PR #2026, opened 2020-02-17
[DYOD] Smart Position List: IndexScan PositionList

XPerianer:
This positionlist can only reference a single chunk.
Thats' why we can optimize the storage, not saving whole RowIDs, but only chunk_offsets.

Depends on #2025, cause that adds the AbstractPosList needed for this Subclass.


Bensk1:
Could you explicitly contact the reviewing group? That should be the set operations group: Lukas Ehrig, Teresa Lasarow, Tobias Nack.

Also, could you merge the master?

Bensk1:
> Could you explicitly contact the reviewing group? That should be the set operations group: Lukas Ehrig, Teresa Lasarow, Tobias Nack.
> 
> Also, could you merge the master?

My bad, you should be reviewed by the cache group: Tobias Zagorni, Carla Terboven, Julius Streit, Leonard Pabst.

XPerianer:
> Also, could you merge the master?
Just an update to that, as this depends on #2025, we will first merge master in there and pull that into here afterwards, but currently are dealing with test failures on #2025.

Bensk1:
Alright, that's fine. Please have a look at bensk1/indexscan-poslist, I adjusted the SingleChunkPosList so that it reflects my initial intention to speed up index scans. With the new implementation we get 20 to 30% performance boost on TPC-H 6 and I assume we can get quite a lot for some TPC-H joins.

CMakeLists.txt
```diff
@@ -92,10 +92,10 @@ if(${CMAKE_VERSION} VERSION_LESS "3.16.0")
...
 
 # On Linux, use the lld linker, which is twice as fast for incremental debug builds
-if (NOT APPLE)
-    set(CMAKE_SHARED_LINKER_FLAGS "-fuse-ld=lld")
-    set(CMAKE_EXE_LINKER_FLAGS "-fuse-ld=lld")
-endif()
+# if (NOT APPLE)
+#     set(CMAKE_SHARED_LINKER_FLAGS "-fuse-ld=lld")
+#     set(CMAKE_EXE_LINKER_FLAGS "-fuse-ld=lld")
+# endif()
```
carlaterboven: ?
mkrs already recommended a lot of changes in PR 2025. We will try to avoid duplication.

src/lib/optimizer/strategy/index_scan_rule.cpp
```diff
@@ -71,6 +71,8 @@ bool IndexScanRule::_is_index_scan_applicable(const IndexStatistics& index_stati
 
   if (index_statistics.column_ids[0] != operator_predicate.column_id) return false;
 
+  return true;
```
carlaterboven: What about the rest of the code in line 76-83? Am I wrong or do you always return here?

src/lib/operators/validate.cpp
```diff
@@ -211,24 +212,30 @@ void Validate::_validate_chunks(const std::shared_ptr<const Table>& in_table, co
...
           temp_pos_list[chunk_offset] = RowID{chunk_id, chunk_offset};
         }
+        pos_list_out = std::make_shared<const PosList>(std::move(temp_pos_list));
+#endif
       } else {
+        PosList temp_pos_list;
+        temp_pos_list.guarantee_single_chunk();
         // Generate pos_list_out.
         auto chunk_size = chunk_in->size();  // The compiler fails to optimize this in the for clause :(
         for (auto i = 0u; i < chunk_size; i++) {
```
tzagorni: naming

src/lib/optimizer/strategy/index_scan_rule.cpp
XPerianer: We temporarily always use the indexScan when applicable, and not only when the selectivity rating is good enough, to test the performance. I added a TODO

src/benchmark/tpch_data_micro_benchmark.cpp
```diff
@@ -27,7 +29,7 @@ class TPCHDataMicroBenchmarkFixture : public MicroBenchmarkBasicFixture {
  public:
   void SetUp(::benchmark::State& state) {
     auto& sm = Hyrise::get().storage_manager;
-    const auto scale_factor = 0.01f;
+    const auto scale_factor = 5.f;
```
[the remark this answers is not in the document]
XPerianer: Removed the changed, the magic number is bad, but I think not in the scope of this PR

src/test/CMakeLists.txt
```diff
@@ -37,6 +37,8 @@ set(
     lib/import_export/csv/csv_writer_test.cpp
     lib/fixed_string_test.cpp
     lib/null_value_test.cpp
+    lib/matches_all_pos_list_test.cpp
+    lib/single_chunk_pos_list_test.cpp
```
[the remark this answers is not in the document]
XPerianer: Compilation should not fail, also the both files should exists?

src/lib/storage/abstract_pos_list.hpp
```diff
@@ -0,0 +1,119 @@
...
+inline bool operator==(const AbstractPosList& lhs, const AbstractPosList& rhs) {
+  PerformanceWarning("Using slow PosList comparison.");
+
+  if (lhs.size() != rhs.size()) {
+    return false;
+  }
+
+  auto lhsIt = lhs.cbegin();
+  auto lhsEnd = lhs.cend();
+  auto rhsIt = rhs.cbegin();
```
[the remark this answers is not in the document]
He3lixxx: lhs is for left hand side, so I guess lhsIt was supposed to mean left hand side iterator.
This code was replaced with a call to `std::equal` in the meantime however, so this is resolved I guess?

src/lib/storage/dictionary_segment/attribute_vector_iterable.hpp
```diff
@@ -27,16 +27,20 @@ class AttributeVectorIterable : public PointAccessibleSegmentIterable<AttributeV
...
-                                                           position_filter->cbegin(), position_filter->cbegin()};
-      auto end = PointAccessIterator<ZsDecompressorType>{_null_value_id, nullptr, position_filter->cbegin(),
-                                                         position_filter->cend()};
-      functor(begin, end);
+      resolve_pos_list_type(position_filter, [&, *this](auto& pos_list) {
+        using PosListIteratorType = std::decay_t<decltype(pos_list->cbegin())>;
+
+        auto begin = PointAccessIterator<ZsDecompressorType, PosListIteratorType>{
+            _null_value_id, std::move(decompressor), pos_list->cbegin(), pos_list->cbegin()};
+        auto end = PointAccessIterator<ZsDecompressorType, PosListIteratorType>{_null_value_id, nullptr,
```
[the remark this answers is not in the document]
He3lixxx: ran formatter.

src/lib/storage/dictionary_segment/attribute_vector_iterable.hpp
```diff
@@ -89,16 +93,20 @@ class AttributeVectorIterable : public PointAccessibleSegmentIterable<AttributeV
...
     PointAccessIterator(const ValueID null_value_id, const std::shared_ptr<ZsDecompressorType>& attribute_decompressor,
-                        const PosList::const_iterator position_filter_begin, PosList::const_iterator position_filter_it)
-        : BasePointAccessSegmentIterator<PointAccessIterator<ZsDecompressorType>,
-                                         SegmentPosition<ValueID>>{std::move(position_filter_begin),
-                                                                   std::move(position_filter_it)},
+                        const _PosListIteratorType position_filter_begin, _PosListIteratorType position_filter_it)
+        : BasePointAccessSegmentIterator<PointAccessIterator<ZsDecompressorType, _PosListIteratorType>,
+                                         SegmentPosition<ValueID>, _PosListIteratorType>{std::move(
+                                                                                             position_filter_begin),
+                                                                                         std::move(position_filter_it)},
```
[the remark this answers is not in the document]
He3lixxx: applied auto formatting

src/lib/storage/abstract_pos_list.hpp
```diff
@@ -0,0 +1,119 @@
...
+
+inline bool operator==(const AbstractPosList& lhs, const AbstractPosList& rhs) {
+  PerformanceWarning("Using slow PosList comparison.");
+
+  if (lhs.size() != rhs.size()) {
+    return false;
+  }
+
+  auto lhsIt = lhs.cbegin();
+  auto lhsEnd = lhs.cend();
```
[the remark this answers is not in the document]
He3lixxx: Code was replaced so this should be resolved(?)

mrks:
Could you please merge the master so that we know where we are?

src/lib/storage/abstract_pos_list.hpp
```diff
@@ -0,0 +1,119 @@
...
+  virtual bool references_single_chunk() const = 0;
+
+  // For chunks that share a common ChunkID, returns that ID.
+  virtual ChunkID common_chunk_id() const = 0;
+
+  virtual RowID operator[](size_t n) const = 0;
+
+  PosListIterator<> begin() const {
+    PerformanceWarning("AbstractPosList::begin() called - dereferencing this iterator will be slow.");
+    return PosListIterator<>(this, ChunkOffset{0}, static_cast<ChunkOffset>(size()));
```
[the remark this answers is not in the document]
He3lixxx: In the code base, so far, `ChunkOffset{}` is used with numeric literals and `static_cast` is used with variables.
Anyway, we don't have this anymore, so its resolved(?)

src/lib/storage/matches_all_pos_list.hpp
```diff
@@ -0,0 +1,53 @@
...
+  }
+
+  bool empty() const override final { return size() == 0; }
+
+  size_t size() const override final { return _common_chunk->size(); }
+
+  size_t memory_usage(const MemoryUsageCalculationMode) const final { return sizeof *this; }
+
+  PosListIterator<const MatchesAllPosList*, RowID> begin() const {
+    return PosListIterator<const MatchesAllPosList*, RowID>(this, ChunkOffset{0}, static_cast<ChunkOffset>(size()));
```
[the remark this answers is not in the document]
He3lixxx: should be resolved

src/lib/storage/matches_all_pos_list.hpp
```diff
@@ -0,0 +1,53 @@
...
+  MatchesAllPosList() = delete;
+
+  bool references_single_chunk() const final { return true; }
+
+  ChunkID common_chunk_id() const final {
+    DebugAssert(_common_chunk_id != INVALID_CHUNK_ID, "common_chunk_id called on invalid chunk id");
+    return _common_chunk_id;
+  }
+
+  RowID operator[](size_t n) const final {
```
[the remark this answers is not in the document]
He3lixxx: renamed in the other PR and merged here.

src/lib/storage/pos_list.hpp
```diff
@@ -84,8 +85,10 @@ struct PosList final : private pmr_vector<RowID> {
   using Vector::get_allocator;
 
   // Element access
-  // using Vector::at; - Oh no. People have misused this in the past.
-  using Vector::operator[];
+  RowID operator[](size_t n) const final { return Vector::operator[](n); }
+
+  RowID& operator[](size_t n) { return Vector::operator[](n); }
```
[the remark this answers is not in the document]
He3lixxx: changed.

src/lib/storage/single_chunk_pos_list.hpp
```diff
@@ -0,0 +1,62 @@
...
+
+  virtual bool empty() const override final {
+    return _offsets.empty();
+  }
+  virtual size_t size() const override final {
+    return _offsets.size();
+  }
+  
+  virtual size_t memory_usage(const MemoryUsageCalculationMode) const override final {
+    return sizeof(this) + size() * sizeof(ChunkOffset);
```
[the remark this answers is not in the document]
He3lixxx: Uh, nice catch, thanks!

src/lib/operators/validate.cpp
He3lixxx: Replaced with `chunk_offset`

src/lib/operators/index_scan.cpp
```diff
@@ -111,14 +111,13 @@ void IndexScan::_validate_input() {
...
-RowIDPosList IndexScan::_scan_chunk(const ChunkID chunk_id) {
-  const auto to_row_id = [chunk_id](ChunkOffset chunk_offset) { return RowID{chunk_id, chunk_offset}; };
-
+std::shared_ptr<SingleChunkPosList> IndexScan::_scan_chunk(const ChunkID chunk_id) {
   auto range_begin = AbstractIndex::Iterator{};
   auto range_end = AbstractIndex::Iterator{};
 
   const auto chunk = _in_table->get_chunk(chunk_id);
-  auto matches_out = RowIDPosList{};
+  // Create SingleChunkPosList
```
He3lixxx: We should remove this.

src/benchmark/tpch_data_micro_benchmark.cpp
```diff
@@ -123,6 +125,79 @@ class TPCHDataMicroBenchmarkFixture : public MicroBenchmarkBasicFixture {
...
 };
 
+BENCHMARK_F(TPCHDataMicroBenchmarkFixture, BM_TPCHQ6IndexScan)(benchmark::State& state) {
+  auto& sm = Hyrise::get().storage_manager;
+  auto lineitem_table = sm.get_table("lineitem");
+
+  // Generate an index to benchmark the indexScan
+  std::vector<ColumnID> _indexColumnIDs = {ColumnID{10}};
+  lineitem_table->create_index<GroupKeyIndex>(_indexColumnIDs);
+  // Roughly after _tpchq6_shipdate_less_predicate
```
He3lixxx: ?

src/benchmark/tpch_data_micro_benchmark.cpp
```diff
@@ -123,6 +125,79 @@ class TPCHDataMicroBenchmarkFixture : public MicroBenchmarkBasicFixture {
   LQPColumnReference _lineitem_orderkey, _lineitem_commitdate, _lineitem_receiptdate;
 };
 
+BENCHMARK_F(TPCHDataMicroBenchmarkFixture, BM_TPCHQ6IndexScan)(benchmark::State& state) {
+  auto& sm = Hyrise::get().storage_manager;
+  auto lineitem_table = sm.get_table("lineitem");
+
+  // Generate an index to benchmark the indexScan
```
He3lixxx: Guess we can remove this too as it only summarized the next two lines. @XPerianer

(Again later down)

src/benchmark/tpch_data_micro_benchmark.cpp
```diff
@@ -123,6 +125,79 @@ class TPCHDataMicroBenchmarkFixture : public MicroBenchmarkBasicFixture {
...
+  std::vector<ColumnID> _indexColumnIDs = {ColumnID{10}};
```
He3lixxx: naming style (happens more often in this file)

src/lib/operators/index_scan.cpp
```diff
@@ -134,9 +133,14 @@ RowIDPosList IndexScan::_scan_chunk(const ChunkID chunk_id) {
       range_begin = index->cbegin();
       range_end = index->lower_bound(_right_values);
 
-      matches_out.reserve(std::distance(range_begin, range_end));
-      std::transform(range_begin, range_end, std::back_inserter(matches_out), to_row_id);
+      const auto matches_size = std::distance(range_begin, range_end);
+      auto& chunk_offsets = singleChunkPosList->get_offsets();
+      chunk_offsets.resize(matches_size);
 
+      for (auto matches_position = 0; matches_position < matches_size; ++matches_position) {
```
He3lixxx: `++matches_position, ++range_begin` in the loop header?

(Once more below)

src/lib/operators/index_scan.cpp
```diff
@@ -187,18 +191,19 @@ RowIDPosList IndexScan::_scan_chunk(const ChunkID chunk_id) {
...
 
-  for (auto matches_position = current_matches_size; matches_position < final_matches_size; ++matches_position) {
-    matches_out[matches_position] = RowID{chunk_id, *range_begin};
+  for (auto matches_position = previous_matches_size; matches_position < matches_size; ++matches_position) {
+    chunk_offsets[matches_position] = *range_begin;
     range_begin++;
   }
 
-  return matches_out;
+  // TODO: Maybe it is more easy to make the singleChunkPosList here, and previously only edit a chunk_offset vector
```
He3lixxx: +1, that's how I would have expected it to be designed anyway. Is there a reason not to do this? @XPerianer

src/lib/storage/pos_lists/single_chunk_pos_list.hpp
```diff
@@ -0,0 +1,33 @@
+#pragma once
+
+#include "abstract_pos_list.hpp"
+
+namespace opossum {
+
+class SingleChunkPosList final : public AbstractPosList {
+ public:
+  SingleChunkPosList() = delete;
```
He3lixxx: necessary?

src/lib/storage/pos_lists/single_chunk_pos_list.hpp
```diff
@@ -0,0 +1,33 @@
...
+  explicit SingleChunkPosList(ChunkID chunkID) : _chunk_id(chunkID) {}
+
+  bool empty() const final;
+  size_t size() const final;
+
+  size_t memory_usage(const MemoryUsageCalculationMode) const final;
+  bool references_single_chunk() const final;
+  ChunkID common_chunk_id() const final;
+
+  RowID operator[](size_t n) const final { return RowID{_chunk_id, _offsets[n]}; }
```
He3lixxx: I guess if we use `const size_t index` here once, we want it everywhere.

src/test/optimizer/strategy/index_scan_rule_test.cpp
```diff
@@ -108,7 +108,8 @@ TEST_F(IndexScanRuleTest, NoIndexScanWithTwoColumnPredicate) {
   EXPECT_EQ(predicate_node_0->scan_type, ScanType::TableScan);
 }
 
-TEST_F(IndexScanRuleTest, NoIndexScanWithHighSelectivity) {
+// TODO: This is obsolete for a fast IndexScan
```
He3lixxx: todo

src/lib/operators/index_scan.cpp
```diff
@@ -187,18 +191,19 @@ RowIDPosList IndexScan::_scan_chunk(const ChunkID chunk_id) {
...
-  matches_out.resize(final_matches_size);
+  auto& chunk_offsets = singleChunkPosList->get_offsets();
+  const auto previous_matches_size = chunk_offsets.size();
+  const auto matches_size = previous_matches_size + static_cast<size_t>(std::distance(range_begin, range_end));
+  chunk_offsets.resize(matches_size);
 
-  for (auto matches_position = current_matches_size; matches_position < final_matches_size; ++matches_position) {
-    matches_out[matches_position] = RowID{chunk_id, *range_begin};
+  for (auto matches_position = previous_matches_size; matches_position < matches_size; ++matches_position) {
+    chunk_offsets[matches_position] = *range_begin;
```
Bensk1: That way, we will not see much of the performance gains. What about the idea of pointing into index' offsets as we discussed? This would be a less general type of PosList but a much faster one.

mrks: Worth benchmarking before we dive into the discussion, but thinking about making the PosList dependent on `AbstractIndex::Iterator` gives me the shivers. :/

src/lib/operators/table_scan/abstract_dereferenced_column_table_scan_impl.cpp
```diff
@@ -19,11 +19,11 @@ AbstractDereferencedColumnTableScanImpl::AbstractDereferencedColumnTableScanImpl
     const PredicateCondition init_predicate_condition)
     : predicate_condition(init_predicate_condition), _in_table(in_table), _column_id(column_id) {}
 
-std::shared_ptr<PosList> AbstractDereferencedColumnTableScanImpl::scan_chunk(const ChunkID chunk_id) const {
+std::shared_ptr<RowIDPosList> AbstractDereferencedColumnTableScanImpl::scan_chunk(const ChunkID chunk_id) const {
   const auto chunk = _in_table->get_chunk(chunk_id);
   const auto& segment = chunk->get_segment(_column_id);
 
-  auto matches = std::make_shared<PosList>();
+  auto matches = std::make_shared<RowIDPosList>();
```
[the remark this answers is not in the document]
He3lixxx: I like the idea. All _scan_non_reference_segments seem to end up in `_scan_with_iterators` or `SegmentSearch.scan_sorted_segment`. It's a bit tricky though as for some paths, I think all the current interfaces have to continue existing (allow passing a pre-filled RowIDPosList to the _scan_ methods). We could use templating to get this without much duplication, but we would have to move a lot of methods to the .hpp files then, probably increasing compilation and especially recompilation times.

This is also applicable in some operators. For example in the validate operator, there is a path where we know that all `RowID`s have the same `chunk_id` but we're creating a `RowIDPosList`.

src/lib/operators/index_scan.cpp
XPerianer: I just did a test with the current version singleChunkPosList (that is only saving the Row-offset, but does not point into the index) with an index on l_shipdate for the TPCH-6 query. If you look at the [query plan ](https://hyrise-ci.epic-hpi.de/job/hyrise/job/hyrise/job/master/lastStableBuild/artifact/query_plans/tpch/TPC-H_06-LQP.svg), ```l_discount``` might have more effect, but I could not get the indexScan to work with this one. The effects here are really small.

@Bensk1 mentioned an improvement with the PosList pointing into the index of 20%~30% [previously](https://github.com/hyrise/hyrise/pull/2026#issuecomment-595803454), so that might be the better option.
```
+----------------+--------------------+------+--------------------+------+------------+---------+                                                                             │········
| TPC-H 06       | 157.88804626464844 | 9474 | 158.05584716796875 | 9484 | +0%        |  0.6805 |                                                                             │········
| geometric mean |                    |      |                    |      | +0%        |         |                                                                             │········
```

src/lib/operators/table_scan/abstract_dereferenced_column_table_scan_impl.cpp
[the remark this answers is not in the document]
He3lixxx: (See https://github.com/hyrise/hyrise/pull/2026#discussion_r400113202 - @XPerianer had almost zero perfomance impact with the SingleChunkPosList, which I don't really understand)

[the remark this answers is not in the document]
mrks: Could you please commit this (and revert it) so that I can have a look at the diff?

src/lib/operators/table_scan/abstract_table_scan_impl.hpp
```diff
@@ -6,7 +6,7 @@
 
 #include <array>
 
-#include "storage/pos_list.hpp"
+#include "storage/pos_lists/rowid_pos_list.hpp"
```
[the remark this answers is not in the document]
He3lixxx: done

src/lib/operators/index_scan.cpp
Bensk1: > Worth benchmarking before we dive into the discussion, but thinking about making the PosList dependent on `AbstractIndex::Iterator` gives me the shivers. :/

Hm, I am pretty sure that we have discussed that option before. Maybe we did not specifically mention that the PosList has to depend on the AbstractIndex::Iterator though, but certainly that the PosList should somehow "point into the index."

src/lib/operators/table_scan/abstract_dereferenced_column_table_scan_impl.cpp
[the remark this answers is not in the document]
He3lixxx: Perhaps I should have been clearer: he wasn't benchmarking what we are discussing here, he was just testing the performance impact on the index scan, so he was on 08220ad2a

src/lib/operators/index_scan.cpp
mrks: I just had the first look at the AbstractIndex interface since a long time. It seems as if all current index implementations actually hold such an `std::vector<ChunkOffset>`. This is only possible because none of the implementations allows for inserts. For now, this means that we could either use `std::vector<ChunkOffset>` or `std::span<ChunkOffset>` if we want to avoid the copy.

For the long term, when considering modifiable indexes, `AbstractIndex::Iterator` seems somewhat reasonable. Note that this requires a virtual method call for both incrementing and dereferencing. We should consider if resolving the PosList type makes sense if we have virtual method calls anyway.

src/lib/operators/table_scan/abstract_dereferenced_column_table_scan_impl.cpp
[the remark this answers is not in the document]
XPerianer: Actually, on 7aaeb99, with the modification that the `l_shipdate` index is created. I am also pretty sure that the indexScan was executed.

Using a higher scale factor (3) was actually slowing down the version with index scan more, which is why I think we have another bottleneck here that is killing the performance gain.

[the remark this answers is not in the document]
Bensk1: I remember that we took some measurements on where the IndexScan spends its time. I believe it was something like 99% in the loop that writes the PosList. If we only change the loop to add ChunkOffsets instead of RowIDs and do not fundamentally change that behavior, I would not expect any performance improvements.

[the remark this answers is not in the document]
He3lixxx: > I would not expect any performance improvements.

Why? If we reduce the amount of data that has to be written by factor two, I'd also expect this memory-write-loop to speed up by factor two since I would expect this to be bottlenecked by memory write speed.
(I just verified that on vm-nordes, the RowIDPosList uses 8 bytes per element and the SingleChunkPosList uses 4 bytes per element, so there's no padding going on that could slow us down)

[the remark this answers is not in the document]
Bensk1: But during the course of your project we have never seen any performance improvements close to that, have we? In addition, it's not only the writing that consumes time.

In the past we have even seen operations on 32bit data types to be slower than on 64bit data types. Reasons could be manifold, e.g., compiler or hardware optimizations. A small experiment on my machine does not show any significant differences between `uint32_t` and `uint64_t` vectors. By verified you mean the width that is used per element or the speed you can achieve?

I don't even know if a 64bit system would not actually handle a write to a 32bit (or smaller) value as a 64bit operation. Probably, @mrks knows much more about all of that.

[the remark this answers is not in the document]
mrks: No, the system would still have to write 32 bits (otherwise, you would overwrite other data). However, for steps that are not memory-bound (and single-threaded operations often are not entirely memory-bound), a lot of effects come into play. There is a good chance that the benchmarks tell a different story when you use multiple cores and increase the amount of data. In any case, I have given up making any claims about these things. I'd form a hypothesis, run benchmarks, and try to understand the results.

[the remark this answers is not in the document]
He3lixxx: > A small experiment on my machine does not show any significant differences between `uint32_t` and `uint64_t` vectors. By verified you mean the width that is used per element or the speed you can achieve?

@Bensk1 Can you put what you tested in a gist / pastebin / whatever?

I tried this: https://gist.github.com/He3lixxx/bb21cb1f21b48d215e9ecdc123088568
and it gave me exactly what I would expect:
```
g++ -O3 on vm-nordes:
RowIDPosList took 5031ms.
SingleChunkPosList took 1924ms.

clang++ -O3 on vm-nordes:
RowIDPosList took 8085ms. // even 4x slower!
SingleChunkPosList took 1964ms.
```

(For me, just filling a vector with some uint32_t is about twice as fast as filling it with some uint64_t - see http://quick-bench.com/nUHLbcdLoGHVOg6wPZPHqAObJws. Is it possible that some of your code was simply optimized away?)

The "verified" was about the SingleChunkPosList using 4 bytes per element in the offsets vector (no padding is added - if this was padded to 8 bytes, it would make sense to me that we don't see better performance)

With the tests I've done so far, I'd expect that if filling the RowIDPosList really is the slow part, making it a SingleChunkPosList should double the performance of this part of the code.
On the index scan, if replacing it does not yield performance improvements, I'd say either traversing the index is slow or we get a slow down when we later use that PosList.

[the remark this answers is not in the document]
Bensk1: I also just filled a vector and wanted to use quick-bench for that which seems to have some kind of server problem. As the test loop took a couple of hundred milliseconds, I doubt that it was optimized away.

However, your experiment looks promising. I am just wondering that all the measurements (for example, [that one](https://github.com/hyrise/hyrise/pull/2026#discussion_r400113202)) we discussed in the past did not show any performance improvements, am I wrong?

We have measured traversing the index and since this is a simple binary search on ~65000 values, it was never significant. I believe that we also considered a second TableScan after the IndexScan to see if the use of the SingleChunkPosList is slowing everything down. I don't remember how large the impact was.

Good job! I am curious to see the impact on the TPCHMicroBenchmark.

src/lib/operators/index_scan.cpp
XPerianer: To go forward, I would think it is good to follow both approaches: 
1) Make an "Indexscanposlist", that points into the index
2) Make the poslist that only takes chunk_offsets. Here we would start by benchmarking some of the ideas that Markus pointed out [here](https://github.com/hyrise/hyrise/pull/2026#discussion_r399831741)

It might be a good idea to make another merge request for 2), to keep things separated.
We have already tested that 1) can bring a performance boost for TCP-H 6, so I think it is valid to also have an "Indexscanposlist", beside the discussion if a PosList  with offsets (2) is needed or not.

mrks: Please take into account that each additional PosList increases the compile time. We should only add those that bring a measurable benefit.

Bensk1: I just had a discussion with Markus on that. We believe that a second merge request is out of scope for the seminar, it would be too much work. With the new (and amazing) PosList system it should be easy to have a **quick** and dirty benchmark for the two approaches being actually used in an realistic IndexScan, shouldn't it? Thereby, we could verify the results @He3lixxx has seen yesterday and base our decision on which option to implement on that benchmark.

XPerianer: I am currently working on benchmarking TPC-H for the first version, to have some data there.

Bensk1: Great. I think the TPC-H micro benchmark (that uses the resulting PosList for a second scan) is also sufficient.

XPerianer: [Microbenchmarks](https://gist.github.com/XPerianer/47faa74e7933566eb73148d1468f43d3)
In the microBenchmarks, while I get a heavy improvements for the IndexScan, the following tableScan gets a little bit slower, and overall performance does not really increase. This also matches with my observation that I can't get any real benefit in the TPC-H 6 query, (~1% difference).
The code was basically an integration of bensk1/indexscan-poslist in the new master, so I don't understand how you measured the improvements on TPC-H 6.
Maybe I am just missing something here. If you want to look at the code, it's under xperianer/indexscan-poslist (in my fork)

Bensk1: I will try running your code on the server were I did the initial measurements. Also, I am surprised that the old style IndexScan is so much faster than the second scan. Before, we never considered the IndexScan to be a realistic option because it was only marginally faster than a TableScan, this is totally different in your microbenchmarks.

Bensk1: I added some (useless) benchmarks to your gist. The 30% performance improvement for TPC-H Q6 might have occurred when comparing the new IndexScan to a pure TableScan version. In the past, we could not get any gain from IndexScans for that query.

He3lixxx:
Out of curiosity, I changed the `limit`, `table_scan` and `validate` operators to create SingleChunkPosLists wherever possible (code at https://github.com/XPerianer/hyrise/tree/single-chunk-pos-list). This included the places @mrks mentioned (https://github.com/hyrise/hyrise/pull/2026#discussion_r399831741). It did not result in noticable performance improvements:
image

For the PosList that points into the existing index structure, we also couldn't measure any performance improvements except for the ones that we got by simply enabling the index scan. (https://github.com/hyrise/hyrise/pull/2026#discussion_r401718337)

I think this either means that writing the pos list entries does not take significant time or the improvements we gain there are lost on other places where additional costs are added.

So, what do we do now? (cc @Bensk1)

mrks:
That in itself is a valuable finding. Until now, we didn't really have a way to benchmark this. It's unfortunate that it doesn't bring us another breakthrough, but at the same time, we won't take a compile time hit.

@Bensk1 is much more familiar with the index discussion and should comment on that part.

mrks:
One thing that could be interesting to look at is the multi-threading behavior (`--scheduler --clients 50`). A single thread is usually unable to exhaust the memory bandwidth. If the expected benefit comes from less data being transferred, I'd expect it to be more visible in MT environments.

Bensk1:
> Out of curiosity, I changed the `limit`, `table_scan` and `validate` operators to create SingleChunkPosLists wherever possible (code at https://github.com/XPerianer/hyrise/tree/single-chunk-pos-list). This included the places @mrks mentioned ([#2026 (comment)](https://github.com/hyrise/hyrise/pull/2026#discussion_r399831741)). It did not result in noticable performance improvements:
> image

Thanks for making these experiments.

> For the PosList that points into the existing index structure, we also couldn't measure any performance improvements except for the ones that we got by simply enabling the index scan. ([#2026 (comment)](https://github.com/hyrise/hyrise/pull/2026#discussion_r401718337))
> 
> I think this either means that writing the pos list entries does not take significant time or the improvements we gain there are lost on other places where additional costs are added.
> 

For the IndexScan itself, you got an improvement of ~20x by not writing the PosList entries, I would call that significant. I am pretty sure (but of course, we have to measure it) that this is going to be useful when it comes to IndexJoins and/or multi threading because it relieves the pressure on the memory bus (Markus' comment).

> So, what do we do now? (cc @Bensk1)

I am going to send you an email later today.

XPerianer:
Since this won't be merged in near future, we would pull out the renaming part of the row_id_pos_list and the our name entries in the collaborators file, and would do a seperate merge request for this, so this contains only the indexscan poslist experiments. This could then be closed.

→ **Task details**: The word to find is "uses". Copy every line of the data that holds it.

→ **Result for this task**:
(I just verified that on vm-nordes, the RowIDPosList uses 8 bytes per element and the SingleChunkPosList uses 4 bytes per element, so there's no padding going on that could slow us down)
Bensk1: Great. I think the TPC-H micro benchmark (that uses the resulting PosList for a second scan) is also sufficient.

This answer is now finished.